Among the entries below, copy every line that carries the word "checkout".

(MATERIAL TO PROCESS)

PR #439, opened 2016-06-06
Add patch support

jimmidyson:
This change adds `Patchable.patch()` to all resources & also switches `edit()`
to call `patch` instead of `replace`.

@iocanel This could cause problems for users so if I'm not about & it does cause
issues we should probably revert the `edit()` change.


jimmidyson:
[merge]

PR #440, opened 2016-06-06
Add errorReceived callback for watches, fix reconnection, handle outdated resource versions requests

jimmidyson:


jimmidyson:
[merge]

PR #445, opened 2016-06-11
Delete job always taking "scaleTimeout" time to delete a job

salilwagh:
countDownLatch.countDown() is never getting called.
job.getStatus().getActive() is returning null if job is scalled down to 0
The reason here is that the api server does not send "active" field inside the response JSON.
Hence jackson deserializes it to null. Only if the job is active is the active field set to some int.
Hence delete job always takes getConfig().getScaleTimeout() amount of time to terminate.

### DIFF
--- a/kubernetes-client/src/main/java/io/fabric8/kubernetes/client/dsl/internal/JobOperationsImpl.java
+++ b/kubernetes-client/src/main/java/io/fabric8/kubernetes/client/dsl/internal/JobOperationsImpl.java
@@ -94,7 +94,11 @@ public class JobOperationsImpl extends HasMetadataOperation<Job, JobList, Doneab
       public void run() {
         Job job = getMandatory();
         atomicJob.set(job);
-        if (Objects.equals(job.getSpec().getParallelism(), job.getStatus().getActive())) {
+        Integer activeJobs  = job.getStatus().getActive();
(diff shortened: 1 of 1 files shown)


salilwagh:
A request to admins to verify the fix. Thanks!

kubernetes-client/src/main/java/io/fabric8/kubernetes/client/dsl/internal/JobOperationsImpl.java
```diff
@@ -94,6 +94,8 @@ private void waitUntilJobIsScaled() {
       public void run() {
         Job job = getMandatory();
         atomicJob.set(job);
+        if (job.getStatus().getActive() == null)
```
jimmidyson: I'd rather not mutate the job object here - can you extract `getActive` to an Integer variable & zero it if null? Then use that in the comparison below?

And please use curlies around blocks please.

jimmidyson:
Sorry for the delay! Looks good, with just some small stylistic comments to update.

jimmidyson:
Thanks!

ok to test

jimmidyson:
[merge] Thanks for the PR @salilwagh!

salilwagh:
@jimmidyson no problem at all. Thanks!

PR #452, opened 2016-06-29
Componentstatus is not namespaced. Removing namespace from query

vjsamuel:
APIResourceList shows that componentstatuses endpoint is not namespaced and hence queries to the componentstatuses is failing.

```
{
  "kind": "APIResourceList",
  "groupVersion": "v1",
  "resources": [
    {
      "name": "bindings",
      "namespaced": true,
      "kind": "Binding"
    },
    {
      "name": "componentstatuses",
      "namespaced": false,
      "kind": "ComponentStatus"
    },
    
....
```

Hence removing namespace support for componentstatuses query.

### DIFF
--- a/kubernetes-client/src/main/java/io/fabric8/kubernetes/client/DefaultKubernetesClient.java
+++ b/kubernetes-client/src/main/java/io/fabric8/kubernetes/client/DefaultKubernetesClient.java
@@ -113,7 +113,7 @@ public class DefaultKubernetesClient extends BaseClient implements NamespacedKub
 
   @Override
   public ClientMixedOperation<ComponentStatus, ComponentStatusList, DoneableComponentStatus, ClientResource<ComponentStatus, DoneableComponentStatus>> componentstatuses() {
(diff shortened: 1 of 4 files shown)


davsclaus:
Thanks for the PR. 

I think @iocanel and @jimmidyson should review this as they are working on this project the most.

jimmidyson:
Thanks for the PR.

You'll need to also add in the same as https://github.com/fabric8io/kubernetes-client/blob/master/kubernetes-client/src/main/java/io/fabric8/kubernetes/client/dsl/internal/NodeOperationsImpl.java#L39-L42 to indicate this isn't a namespaced operation.

There are some test failures too - can you please update those & make sure that `mvn clean install` works locally?

vjsamuel:
@jimmidyson apologies for not noticing the failed test cases. I have fixed them, it caught a bug in my code :)

jimmidyson:
LGTM ok to test

jimmidyson:
[merge]

jimmidyson:
Thanks for the fix!

PR #454, opened 2016-06-30
Fix build config reaping

jimmidyson:
@bparees Hope that looks a bit better! Shame there's no way to filter on Build's `status.config.name` & `namespace` - would be safer than relying on labels for this I guess.

### DIFF
--- a/openshift-client/src/main/java/io/fabric8/openshift/client/dsl/internal/BuildConfigOperationsImpl.java
+++ b/openshift-client/src/main/java/io/fabric8/openshift/client/dsl/internal/BuildConfigOperationsImpl.java
@@ -31,6 +31,7 @@ import io.fabric8.kubernetes.client.utils.URLUtils;
 import io.fabric8.openshift.api.model.Build;
 import io.fabric8.openshift.api.model.BuildConfig;
 import io.fabric8.openshift.api.model.BuildConfigList;
+import io.fabric8.openshift.api.model.BuildList;
 import io.fabric8.openshift.api.model.BuildRequest;
 import io.fabric8.openshift.api.model.DoneableBuildConfig;
 import io.fabric8.openshift.api.model.WebHookTrigger;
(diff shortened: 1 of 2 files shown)


openshift-client/src/main/java/io/fabric8/openshift/client/dsl/internal/BuildConfigOperationsImpl.java
```diff
@@ -135,7 +135,7 @@ public Void trigger(WebHookTrigger trigger) {
   }
 
   private void deleteBuilds() {
-    new BuildOperationsImpl(client, (OpenShiftConfig) config, namespace).withLabel("buildconfig", "edam").delete();
+    new BuildOperationsImpl(client, (OpenShiftConfig) config, namespace).withLabel("buildconfig", getName()).delete();
```
bparees: so buildconfig is actually our deprecated label at this point.  Unfortunately we have a bit of a mess:
https://github.com/openshift/origin/blob/master/pkg/build/api/types.go#L15
https://github.com/openshift/origin/blob/master/pkg/build/api/types.go#L39-L45

The issue is that labels are limited to 63 characters.  So we actually have to truncate the buildconfig name to put it in the label, if it's 64+ chars.  As a result, we now do the following:
1) always add the annotation (no limit on length) 
2) truncate the name if needed and add it as a label (using both the current, and deprecated, label keys).

So to *find* the builds associated w/ a buildconfig you really need to:
1) check if the buildconfig name is > 63 chars.  if not, you can get all the builds using both labels (since some builds may only have the old deprecated label) and merge the set.
2) if it is longer than 63 chars, you really need to get builds using the truncated label value (again getting using both the old and new label), then filter the results using the annotation to make sure what you got back actually matches your buildconfig name and not a different buildconfig that shares the same first 63 chars.

@jwforres just went through this w/ the web console, so she can double check my logic.

(sorry)
(i feel your pain)

to be fair you can probably ignore the deprecated label since there's no way someone will have a pipeline build that only has the deprecated label applied.

jimmidyson: Thank you @bparees - I'll fix this up tomorrow.

jimmidyson:
@bparees Updated as per your logic - would appreciate a review if you have time.

bparees:
lgtm, thanks @jimmidyson!

jimmidyson:
Thanks @bparees!

[merge]

PR #1318, opened 2026-06-08
[CI] Switch pre-commit to use ASF approved prek-action

jbampton:
Changes to use the ASF approved prek-action:

https://github.com/apache/infrastructure-actions/blob/437608c5893288af177de21bb7e7b735a548ee26/approved_patterns.yml#L213

https://prek.j178.dev/

refs https://github.com/apache/shiro/pull/2705

https://prek.j178.dev/#who-is-using-prek

### DIFF
--- a/.github/workflows/pre-commit.yml
+++ b/.github/workflows/pre-commit.yml
@@ -15,16 +15,14 @@
 # specific language governing permissions and limitations
 # under the License.
 
+---
+# https://github.com/j178/prek
 name: pre-commit
 
 on: [pull_request]
 
 permissions:
   contents: read
-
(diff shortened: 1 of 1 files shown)


paulirwin (approved):
This looks good, approved. I like this for several reasons:

1. Removes a lot of noise from the workflow file
2. Doesn't require installing Python
3. Uses an ASF-approved action, pinned to a SHA
4. It's already in use at another Apache project
5. Works well with our existing pre-commit rules
6. ... and WOW is it fast! Running prek locally is anywhere from 1.5-2.6x faster in initial testing.

Thanks for doing this!

PR #1319, opened 2026-06-08
`.asf.yaml`: use a better repository description

jbampton:
We can update the repo description to be more informative. We should use this small space or real estate as best we can.

The next image is from my GitHub profile the pinned repo sections showing the current repo descriptions:

Screenshot 2026-06-09 at 2 34 57 am

### DIFF
--- a/.asf.yaml
+++ b/.asf.yaml
@@ -10,7 +10,7 @@ notifications:
   # jobs: builds@lucenenet.apache.org # This is probably too noisy to enable
 
 github:
-  description: "Apache Lucene.NET is an open-source full-text search library written in C#. It is a port of the popular Java Apache Lucene project."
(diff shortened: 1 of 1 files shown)


.asf.yaml
```diff
@@ -10,7 +10,7 @@ notifications:
   # jobs: builds@lucenenet.apache.org # This is probably too noisy to enable
 
 github:
-  description: "Apache Lucene.NET"
+  description: "Apache Lucene.NET is an open-source full-text search library written in C#. It is a port of the popular Java Apache Lucene project."
```
paulirwin: I know this was originally copied from our README, but IMHO I think we can make it a little more concise for the description:

```suggestion
  description: "Apache Lucene.NET is an open-source full-text search library written in C#, ported from the Apache Lucene project."
```

paulirwin (commented):
Suggested change for consideration.

PR #1326, opened 2026-06-09
[CI] Pin all actions to latest sha

jbampton:
https://github.com/actions/checkout/commit/df4cb1c069e1874edd31b4311f1884172cec0e10

https://github.com/actions/cache/commit/27d5ce7f107fe9357f9df03efb73ab90386fccae

https://github.com/actions/setup-dotnet/commit/9a946fdbd5fb07b82b2f5a4466058b876ab72bb2

https://github.com/actions/upload-artifact/commit/043fb46d1a93c77aae656e7c1c64a875d1fc6a0a

Using mutable tags like `@v4` leaves your pipelines vulnerable to supply chain attacks if a developer's account is compromised. Pinning to a unique 40-character commit SHA ensures you run immutable, unalterable code that cannot be silently modified by bad actors. This practice guarantees absolute build reproducibility because cryptographic hashes cannot be force-pushed or rewritten. It also protects your workflows from risks like repository deletion or malicious name squatting. For maximum safety, pairs SHAs with inline comments so dependency tools can still automate your version updates.

### DIFF
--- a/.github/workflows/EditorConfig-Rules-Check.yml
+++ b/.github/workflows/EditorConfig-Rules-Check.yml
@@ -7,7 +7,7 @@ jobs:
     runs-on: ubuntu-latest
 
     steps:
-      - uses: actions/checkout@v6
+      - uses: actions/checkout@df4cb1c069e1874edd31b4311f1884172cec0e10 # v6.0.3
 
       - name: Install EditorConfig Checker
         run: |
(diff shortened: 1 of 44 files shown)


paulirwin:
@jbampton I'll fix the comments and push to this PR, Claude Code had already found those as well.

paulirwin (approved):
Looks good, added a few more, and confirmed that Generate-TestWorkflows.ps1 results in no diffs.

(End MATERIAL TO PROCESS)

### [REPLY]
https://github.com/actions/checkout/commit/df4cb1c069e1874edd31b4311f1884172cec0e10
-      - uses: actions/checkout@v6
+      - uses: actions/checkout@df4cb1c069e1874edd31b4311f1884172cec0e10 # v6.0.3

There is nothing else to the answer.